Mahkeme’ye göre, bu miktarlar önemsiz değildir ve dini topluluklar olan başvurucu derneklerin işleyişi üzerinde önemli bir etkiye sahiptir. Bu nedenle davaya ilişkin olaylar, Sözleşme’nin 9. maddesinin ve Sözleşme’ye Ek 1 Numaralı Protokol’ün 1. maddesinin kapsamına girmektedir.
Bir muamele farklılığı olup olmadığına ilişkin olarak Mahkeme, Brüksel-Başkent Bölgesi yasama organının söz konusu tedbiri yürürlüğe koyarken, binaların emlak vergisinden muafiyet sebebiyle “hayali” dini mezhepler tarafından kullanılmasının yol açabileceği suistimalleri önlemeyi amaçladığını not etmiştir.
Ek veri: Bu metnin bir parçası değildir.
PR #109, opened 2022-05-10
Update exit_code.go

oschroeder8:
This is a purely cosmetic patch to insert a space between the invalid exit code and the next sentence, which otherwise runs together.


nywilken (approved):
Good catch thanks for the fix.

PR #110, opened 2022-05-24
Bump go-getter to address vulnerabilities described in HCSEC-2022-13

nywilken:
https://discuss.hashicorp.com/t/hcsec-2022-13-multiple-vulnerabilities-in-go-getter-library/39930

PR #111, opened 2022-05-25
Update go-getter client options

nywilken:
* Disable reading and writing files through symlinks
* Add timeouts for GCS and S3 getters

Related to: https://github.com/hashicorp/packer-internal-issues/issues/38 (internal only)

### DIFF
--- a/multistep/commonsteps/step_download.go
+++ b/multistep/commonsteps/step_download.go
@@ -56,7 +56,8 @@ type StepDownload struct {
 }
 
 var defaultGetterClient = getter.Client{
-	Getters: getter.Getters,
+	Getters:         getter.Getters,
+	DisableSymlinks: true,
 }
 
 func init() {
--- a/multistep/commonsteps/step_download.go
+++ b/multistep/commonsteps/step_download.go
@@ -57,19 +57,39 @@ type StepDownload struct {
 }
 
 var defaultGetterClient = getter.Client{
-	Getters:         getter.Getters,
+	// Disable writing and reading through symlinks
 	DisableSymlinks: true,
-}
-
-func init() {
-	gcsGetter := gcs.Getter{
-		Timeout: 5 * time.Minute,
-	}
-	defaultGetterClient.Getters = append(defaultGetterClient.Getters, &gcsGetter)
-	s3Getter := s3.Getter{
-		Timeout: 5 * time.Minute,
-	}
-	defaultGetterClient.Getters = append(defaultGetterClient.Getters, &s3Getter)
+	// The order of the Getters in the list may affect the result
+	// depending if the Request.Src is detected as valid by multiple getters
+	Getters: []getter.Getter{
+		&getter.GitGetter{
+			Timeout: 5 * time.Minute,
+			Detectors: []getter.Detector{
+				new(getter.GitHubDetector),
+				new(getter.GitDetector),
+				new(getter.BitBucketDetector),
+				new(getter.GitLabDetector),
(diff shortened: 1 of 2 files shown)


sylviamoss (approved):
👍🏼 
Since this one is a bigger change that might break existing templates, do you think we should add the changelog entry in this same PR with more information about the changes? Maybe mentioning the bump as well https://github.com/hashicorp/packer-plugin-sdk/pull/110

multistep/commonsteps/step_download.go
```diff
@@ -56,12 +57,39 @@ type StepDownload struct {
...
-}
-
-func init() {
-	defaultGetterClient.Getters = append(defaultGetterClient.Getters, new(gcs.Getter))
-	defaultGetterClient.Getters = append(defaultGetterClient.Getters, new(s3.Getter))
+	// Disable writing and reading through symlinks
+	DisableSymlinks: true,
+	// The order of the Getters in the list may affect the result
+	// depending if the Request.Src is detected as valid by multiple getters
+	Getters: []getter.Getter{
```
sylviamoss, line 64: Awesome!

multistep/commonsteps/step_download.go
```diff
@@ -56,12 +57,39 @@ type StepDownload struct {
...
+		&getter.HgGetter{
+			Timeout: 5 * time.Minute,
+		},
+		new(getter.SmbClientGetter),
+		new(getter.SmbMountGetter),
+		&getter.HttpGetter{
+			Netrc:                 true,
+			XTerraformGetDisabled: true,
+			HeadFirstTimeout:      10 * time.Second,
+			ReadTimeout:           30 * time.Second,
```
picatz, line 83: The other getter timeouts are 5 minutes, while this one is essentially 30 seconds. Maybe it'd make more sense to have a uniform timeout across the getters, or somehow make these configurable?

multistep/commonsteps/step_download.go
```diff
@@ -56,12 +57,39 @@ type StepDownload struct {
...
+				new(getter.GitHubDetector),
+				new(getter.GitDetector),
+				new(getter.BitBucketDetector),
+				new(getter.GitLabDetector),
+			},
+		},
+		&getter.HgGetter{
+			Timeout: 5 * time.Minute,
+		},
+		new(getter.SmbClientGetter),
```
picatz, line 77: 🤔 Should this getter have a timeout? I see this getter only exists in v2, and doesn't have that option currently. Just curious to your thoughts.

nywilken: Yeah - I think it should. It was not caught in the go-getter updates. I will follow up with a separate PR for that change.

multistep/commonsteps/step_download.go
nywilken: I like the idea of the uniform timeout. TBH 30 seconds seems really short given the use of go-getter in Packer. I struggled a bit to find good defaults. But ultimately think that going high 30 minutes is a good base line. We can make these configurable for the step so that plugins could override if needed. 

That said there is an open issue for improving iso_config to support some addition go-getter Headers, which could also include setting some of these values. Taking a  page out of Nomad's book here.

picatz (approved):

multistep/commonsteps/step_download.go
nywilken: PR opened for the SmbClientGetter https://github.com/hashicorp/go-getter/pull/369

PR #114, opened 2022-07-02
Change step_create_cdrom_tests to pass on Windows

tempora-mutantur:
A little change that was found during setting up the project on Windows.

The tests were relying on unix paths "/" while on Windows we have "\"
and tests were failing in checkFiles with the such messages as:

unexpected file: subfolder\meta-data


nywilken (approved):
Good catch, thanks for the fix.

ChiefGhostZero0x1 (commented):
See my root finally

PR #115, opened 2022-07-06
Fix possibility to use forward slashes with nested folders in cd_files for Windows

tempora-mutantur:
Packer recommends that we use "/" as the path separator. There is a
problem with using it on Windows with nested folders because of the following behaviour:

We might pass paths with forward slashes in `StepCreateCD` struct

The string `rootFolder, err := tmp.Dir("packer_to_cdrom")` makes rootFolder use system-based slashes, which is "\\" for Windows.

This rootFolder is passed to `s.AddFile(rootFolder, toAdd)`

And a mix of two slashes ruins our replace logic while going through the `visit` function. We end up having different slashes for `allDirs` and `discardPath` in `intermediaryDirs := strings.Replace(allDirs, discardPath, "", 1)`

We change our replace login to don't depend on slashes.

The tests we had didn't cover such cases as we passed all files with paths constructed with filepath.Join(dir, fname) which returns paths with "\\" on Windows. So we added a test case to specifically check forward slashes.

test

Thank you.

### DIFF
--- a/multistep/commonsteps/step_create_cdrom.go
+++ b/multistep/commonsteps/step_create_cdrom.go
@@ -260,7 +260,9 @@ func (s *StepCreateCD) AddFile(dst, src string) error {
 		// Clean up pathing so that we preserve the base directory provided by
 		// the user but not the local pathing to that directory.
 		allDirs, base := filepath.Split(pathname)
-		intermediaryDirs := strings.Replace(allDirs, discardPath, "", 1)
+		allDirsSlashSafe := filepath.ToSlash(allDirs)
+		discardPathSlashSafe := filepath.ToSlash(discardPath)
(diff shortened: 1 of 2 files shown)


tempora-mutantur:
@nywilken Hi, very sorry for disturbing. Maybe you'll have a chance to review this

nywilken (approved):
Hi @tempora-mutantur thanks the ping here. I've been meaning to come back to this change. At first I was a little confused on why the testing was not failing locally. But I did eventually see that I need to run it with the PACKER_ACC environment 🤦 . 

This looks good to me and works as expected. I will get this in and released shortly.

tempora-mutantur:
@nywilken thank you very much

nywilken:
You got! We work on getting these changes in tested and merged sooner for the future. Thanks for making the fix. Greatly appreciated.

PR #116, opened 2022-07-11
ssh: only rely on timeout/retries if one is set

### LINKED ISSUE #87: ssh_timeout not working windows and wsl
Hello,

seems that "ssh_timeout" property is not working using packer on wsl2 and on windows.
I had set: ssh_timeout = "30m"

I had tried to find workaroud eg. setting:
ssh_proxy_host = "127.0.0.1"
then it waits 30min but it is not connecting.
I have ssh server running locally and I had added my public key to authorized keys. I'm able to ssh 127.0.01 without password.
Is there anything more that should i configure?

lbajolet-hashicorp:
In a configuration, when either the SSH timeout or the SSH handshake
retries are set, the other attribute would also be set to its default
value.

This in turn could cause a problem where a user expects his choice to be
the one that makes the final decision to abort, but in the end this
choice could cause the build to be cancelled independently as the other
setting may cause a premature cancellation.

To avoid this, we clarify the documentation, and ensure that when one is
set, the other will be ignored.

Closes: #87

### DIFF
--- a/communicator/step_connect_ssh.go
+++ b/communicator/step_connect_ssh.go
@@ -50,7 +50,10 @@ func (s *StepConnectSSH) Run(ctx context.Context, state multistep.StateBag) mult
 	}()
 
 	log.Printf("[INFO] Waiting for SSH, up to timeout: %s", s.Config.SSHTimeout)
-	timeout := time.After(s.Config.SSHTimeout)
+	timeout := make(<-chan time.Time)
+	if s.Config.SSHTimeout > 0 {
+		timeout = time.After(s.Config.SSHTimeout)
+	}
 	for {
 		// Wait for either SSH to become available, a timeout to occur,
 		// or an interrupt to come through.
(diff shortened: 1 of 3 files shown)


communicator/step_connect_ssh.go
```diff
@@ -50,7 +50,14 @@ func (s *StepConnectSSH) Run(ctx context.Context, state multistep.StateBag) mult
...
 	log.Printf("[INFO] Waiting for SSH, up to timeout: %s", s.Config.SSHTimeout)
-	timeout := time.After(s.Config.SSHTimeout)
+	var timeout <-chan time.Time
+	// Only setup a timeout when it is specified in the configs
+	if s.Config.SSHTimeout != 0 {
+		timeout = time.After(s.Config.SSHTimeout)
+	} else {
+		timeout = make(<-chan time.Time)
+	}
+
```
nywilken, line 60: Nit: we can assign the default case and drop the else
```suggestion
	timeout := make(<-chan time.Time)
	if s.Config.SSHTimeout > 0 {
		timeout = time.After(s.Config.SSHTimeout)
	} 
```

nywilken (approved):
This looks good to me. One nit.

lbajolet-hashicorp:
Good call on the nit! I'll merge this once tests pass

PR #120, opened 2022-08-07
Make ed25519 keys generated by Packer serialize in the format usable by ssh

nikolaymatrosov:
As said in the method comment, the method produced the key in a format incompatible with ssh. As a result, the key Packer SDK created resulted in the error `Load key "id_ed25519": invalid format`.
I found the [format description ](https://github.com/openssh/openssh-portable/blob/master/PROTOCOL.key) and fixed the generation algorithm to fix this problem:

- I added proper padding generation
- and put the public key in the right place as described in the format.

As `ed25519` keys are getting more popular, I think it would be helpful to have them serialize correctly.

### DIFF
--- a/communicator/sshkey/generate.go
+++ b/communicator/sshkey/generate.go
@@ -62,12 +62,14 @@ func NewPair(public, private interface{}) (*Pair, error) {
 	}, nil
 }
 
-// PairFromED25519 marshalls a valid pair of openssh pem for ED25519 keypairs.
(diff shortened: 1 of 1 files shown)


lbajolet-hashicorp (approved):
Hey @nikolaymatrosov,

Great job on the research (and providing the links to the docs/specs, that's very helpful in understanding the change) and the implementation. The code looks good to me, I think we can merge this right away.

Thank you very much for this contribution!

PR #123, opened 2022-08-12
Logging ssh bastion

lbajolet-hashicorp:
In order to make it easier to follow when connecting with a bastion to a SSH host, we add another layer of logging related to these actions.

Related to: https://github.com/hashicorp/packer/issues/11719

### DIFF
--- a/sdk-internals/communicator/ssh/connect.go
+++ b/sdk-internals/communicator/ssh/connect.go
@@ -2,6 +2,7 @@ package ssh
 
 import (
 	"fmt"
+	"log"
 	"net"
 	"time"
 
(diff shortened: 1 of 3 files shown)


sdk-internals/communicator/ssh/connect.go
```diff
@@ -62,6 +63,8 @@ func BastionConnectFunc(
 			return nil, fmt.Errorf("Error connecting to bastion: %s", err)
 		}
 
+		log.Printf("[DEBUG] connected to bastion, hopping to destination")
```
nywilken, line 66: nit: hopping might not be clear for our non-native English speakers. 
```suggestion
		log.Println("[DEBUG] connected to bastion host")
		log.Println("[DEBUG] attempting connection to destination host")
```

nywilken (approved):
Nice addition. I have one nit but otherwise good to go.

sdk-internals/communicator/ssh/connect.go
lbajolet-hashicorp: Rerolled with this change, thanks!

PR #139, opened 2022-10-28
Add boot steps configuration option

jacob-carlborg:
Adds a new configuration option called `boot_steps`. This is an array of tuples of boot commands, to type when the virtual machine is booted. The first element of the tuple is the actual boot command. The second element of the tuple, which is optional, is a description of what the boot command does. This is intended to be used for interactive installers that requires many commands to complete the installation.

Both the command and the description will be printed when logging is enabled. When debug mode is enabled Packer will pause after typing each boot command. This will make it easier to follow along the installation process and make sure the Packer and the installer are in sync.

This is the SDK part of https://github.com/hashicorp/packer-plugin-qemu/pull/103.

### DIFF
--- a/bootcommand/config.go
+++ b/bootcommand/config.go
@@ -165,6 +165,45 @@ type BootConfig struct {
 	// well, and are covered in the section below on the boot command. If this
 	// is not specified, it is assumed the installer will start itself.
 	BootCommand []string `mapstructure:"boot_command"`
+	// This is an array of tuples of boot commands, to type when the virtual
+	// machine is booted. The first element of the tuple is the actual boot
+	// command. The second element of the tuple, which is optional, is a
+	// description of what the boot command does. This is intended to be used for
+	// interactive installers that requires many commands to complete the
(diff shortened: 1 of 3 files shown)


jacob-carlborg:
@lbajolet-hashicorp ping

jacob-carlborg:
@lbajolet-hashicorp No worries. I'll update the QEMU PR.

nywilken:
@lbajolet-hashicorp thanks for the ping, and @jacob-carlborg thank you for pushing this forward on the QEMU builder. I agree that this would be a nice addition to the SDK for supporting descriptive boot commands. Alternatively we can think about the usage of template_files to see how we can promote a workflow where boot commands can external to a template for reusability. 

This is not something we can prioritize at the moment so I will close this PR. But I reopened the original issue as https://github.com/hashicorp/packer-plugin-sdk/issues/216 in the SDK and marked at as a proposal for us to revisit when we are done with the bundled plugins and SDK 0.6.0 releases.

PR #147, opened 2023-01-10
ssh: fix DownloadDir empty response check

lbajolet-hashicorp:
We used to check if a ssh server returns an empty payload with a len(fi) < 0, which can never succeed as len never returns negative values.

This commit changes the condition to an == instead.


nywilken (approved):
Nice catch. Looks good to me.

PR #153, opened 2023-01-27
Remove ioutil in favour of io and os packages and exclude crypto/dsa …

rossmaclean:
Remove the ioutil package as suggested by the linter in favour of the io and os packages. Also fixes other linting warnings.

### DIFF
--- a/communicator/ssh/key_pair.go
+++ b/communicator/ssh/key_pair.go
@@ -60,7 +60,7 @@ type KeyPair struct {
 // KeyPairFromPrivateKey returns a KeyPair loaded from an existing private key.
 //
 // Supported key pair types include:
-//   - DSA
+//   - DSA (NOTE: deprecated from Go as DSA is not regarded as secure anymore, please consider RSA or ED25519 instead)
 //   - ECDSA
 //   - ED25519
 //   - RSA
--- a/communicator/ssh/key_pair.go
+++ b/communicator/ssh/key_pair.go
@@ -6,7 +6,7 @@ package ssh
 import (
 	"bytes"
 	"crypto"
-	"crypto/dsa"
+	"crypto/dsa" //nolint:all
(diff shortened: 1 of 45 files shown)


communicator/ssh/key_pair.go
```diff
@@ -60,10 +60,10 @@ type KeyPair struct {
 // KeyPairFromPrivateKey returns a KeyPair loaded from an existing private key.
 //
 // Supported key pair types include:
-// 	- DSA
-// 	- ECDSA
-// 	- ED25519
-// 	- RSA
+//   - DSA
```
lbajolet-hashicorp, line 63: I understand that DSA is marked as `nolint` here to remove the deprecation warning from the linters, which is acceptable in my opinion, however I would maybe argue in favour of warning users not to use DSA anymore since it's widely recognized as non-secure, and future versions of Go may remove the `crypto/dsa` package altogether.

Maybe consider adding the following message to this comment?

```suggestion
//   - DSA (NOTE: deprecated from Go as DSA is not regarded as secure anymore, please consider RSA or ED25519 instead)
```

lbajolet-hashicorp (approved):
Hi @rossmaclean,

Thanks for the lint pass on the codebase here, much appreciated!

I just left a comment on the DSA issue being deprecated, it wasn't clear at first why the `nolint:all` directives were added to the package imports, so I suggested leaving a warning in the documentation to make it clear why it is marked as such.

Other than that, it all looks good to me, thanks again for the PR!

nywilken (approved):
Good call on the DSA docs @lbajolet-hashicorp. LGTM

communicator/ssh/key_pair.go
rossmaclean: Good idea, makes sense to me.

rossmaclean:
Thanks both for the review.

PR #3184, opened 2022-01-27
Add hashOnRef to DiffApi from + to

snazy:
Support "hashOnRef" on the `diffs/` endpoint for both "from" and "to".

The change is backwards compatible for older clients (older clients continue to work, newer clients may include the hashOnRef, which is not understood by older servers).

Example paths:
* `diffs/main...myBranch`
* `diffs/main...myBranch*1234567890123456`
* `diffs/main*1234567890123456...myBranch`
* `diffs/main*1234567890123456...myBranch*1234567890123456`

It's using the `*` character to separate the reference name from the hash, because that's one of the few characters that are not HTTP-escaped.

### DIFF
--- a/model/src/main/java/org/projectnessie/api/http/HttpDiffApi.java
+++ b/model/src/main/java/org/projectnessie/api/http/HttpDiffApi.java
@@ -38,8 +38,20 @@ public interface HttpDiffApi extends DiffApi {
 
   @GET
   @Produces(MediaType.APPLICATION_JSON)
-  @Path("{fromRef}...{toRef}")
-  @Operation(summary = "Get a diff for two given references")
+  @Path(
+      "{fromRef : [^*]+}{f : [*]?}{fromHashOnRef : ([^.]*)?}...{toRef : [^*]+}{t : [*]?}{toHashOnRef : ([^.]*)?}")
+  @Operation(
+      summary = "Get a diff for two given references",
+      description =
+          "The URL pattern is basically 'from' and 'to' separated by '...' (three dots). "
+              + "'from' and 'to' must start with a reference name, optionally followed by hash on "
+              + "that reference, the hash prefixed with the'*' character.\n"
+              + "\n"
+              + "Examples: \n"
+              + "  diffs/main...myBranch\n"
+              + "  diffs/main...myBranch*1234567890123456\n"
+              + "  diffs/main*1234567890123456...myBranch\n"
+              + "  diffs/main*1234567890123456...myBranch*1234567890123456\n")
   @APIResponses({
     @APIResponse(
         responseCode = "200",
--- a/model/src/main/java/org/projectnessie/model/Validation.java
+++ b/model/src/main/java/org/projectnessie/model/Validation.java
@@ -25,11 +25,14 @@ import java.util.regex.Pattern;
 
 /** Collection of validation rules. */
 public final class Validation {
-  public static final String HASH_REGEX = "^[0-9a-fA-F]{8,64}$";
-  public static final String REF_NAME_REGEX =
-      "^[A-Za-z](((?![.][.])[A-Za-z0-9./_-])*[A-Za-z0-9._-])?$";
+
+  public static final String HASH_RAW_REGEX = "[0-9a-fA-F]{8,64}";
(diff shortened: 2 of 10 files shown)


nastra (dismissed):
LGTM, do we need to handle the python client as well for this functionality?

model/src/main/java/org/projectnessie/model/Validation.java
```diff
@@ -25,11 +25,14 @@
...
-      "^[A-Za-z](((?![.][.])[A-Za-z0-9./_-])*[A-Za-z0-9._-])?$";
+
+  public static final String HASH_RAW_REGEX = "[0-9a-fA-F]{8,64}";
+  public static final String HASH_REGEX = "^" + HASH_RAW_REGEX + "$";
+  public static final String REF_NAME_RAW_REGEX =
+      "[A-Za-z](((?![.][.])[A-Za-z0-9./_-])*[A-Za-z0-9._-])";
+  public static final String REF_NAME_REGEX = "^" + REF_NAME_RAW_REGEX + "?$";
   public static final String REF_NAME_OR_HASH_REGEX =
-      "^(([0-9a-fA-F]{8,64})|([A-Za-z](((?![.][.])[A-Za-z0-9./_-])*[A-Za-z0-9._-])?))$";
+      "^((" + HASH_RAW_REGEX + ")|(" + REF_NAME_RAW_REGEX + "?))$";
```
dimas-b, line 35: Could the `?` be moved into `REF_NAME_RAW_REGEX` for the sake of clarity? It looks like it always follows it anyway.

model/src/main/java/org/projectnessie/model/Validation.java
```diff
@@ -25,11 +25,14 @@
...
 /** Collection of validation rules. */
 public final class Validation {
-  public static final String HASH_REGEX = "^[0-9a-fA-F]{8,64}$";
-  public static final String REF_NAME_REGEX =
-      "^[A-Za-z](((?![.][.])[A-Za-z0-9./_-])*[A-Za-z0-9._-])?$";
+
+  public static final String HASH_RAW_REGEX = "[0-9a-fA-F]{8,64}";
+  public static final String HASH_REGEX = "^" + HASH_RAW_REGEX + "$";
+  public static final String REF_NAME_RAW_REGEX =
+      "[A-Za-z](((?![.][.])[A-Za-z0-9./_-])*[A-Za-z0-9._-])";
```
dimas-b, line 32: Single trailing dots (`.`) appear to be allowed in ref names... Will this work with the `getDiff` URL pattern? Will it not cause confusion with the `...` separator of the `from` and `to` sections?

If it works well, could you add a test case to make it explicit?

model/src/main/java/org/projectnessie/model/Validation.java
snazy: Nice catch! Yea - that's where it actually should be.

model/src/main/java/org/projectnessie/api/http/HttpDiffApi.java
```diff
@@ -38,8 +38,20 @@
 
   @GET
   @Produces(MediaType.APPLICATION_JSON)
-  @Path("{fromRef}...{toRef}")
-  @Operation(summary = "Get a diff for two given references")
+  @Path(
+      "{fromRef : [^*]+}{f : [*]?}{fromHashOnRef : ([^.]*)?}...{toRef : [^*]+}{t : [*]?}{toHashOnRef : ([^.]*)?}")
```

Mahkeme, kendisine sunulan davada, başvurucu derneklerin geçmişte ibadet yerleriyle ilgili olarak emlak vergisinden muafiyetten yararlanma konusunda herhangi bir dolandırıcılık yaptıklarına veya dolandırıcılık yaptıklarından şüphelenildiğine dair hiçbir şey bulunmadığını gözlemlemiştir. Yine de, vergi kaçakçılığının önlenmesi, Mahkeme’nin kendisi tarafından meşruiyeti sorgulanamayacak bir amaçtır.
Kullanılan araçların izlenen amaçla orantılı olup olmadığına ilişkin olarak Mahkeme, yetkililerin emlak vergisinden muaf olma talepleri arasında ayrım yapmak için dini bir inancın tanınmasını kullanırken, hedeflenen amaçla potansiyel olarak ilgili nesnel bir kriteri tercih ettiklerini değerlendirmiştir. Böyle bir kriterin seçimi, kendi içerisinde, söz konusu alandaki yerel makamlara bırakılan takdir yetkisi içinde yer almaktadır.
Hükümet, Brüksel Başkent Bölgesi’nde muafiyet talep etmeye devam etmek için, başvurucu derneklerin federal düzeyde inançlarının tanınması için başvuruda bulunmalarının açık olduğunu ileri sürmüştür. Başvurucu dernekler ise, tanınma talebinde bulunma prosedüründeki ciddi eksiklikler dikkate alındığında, başvuruda bulunmanın anlamsız olacağını ileri sürmüştür.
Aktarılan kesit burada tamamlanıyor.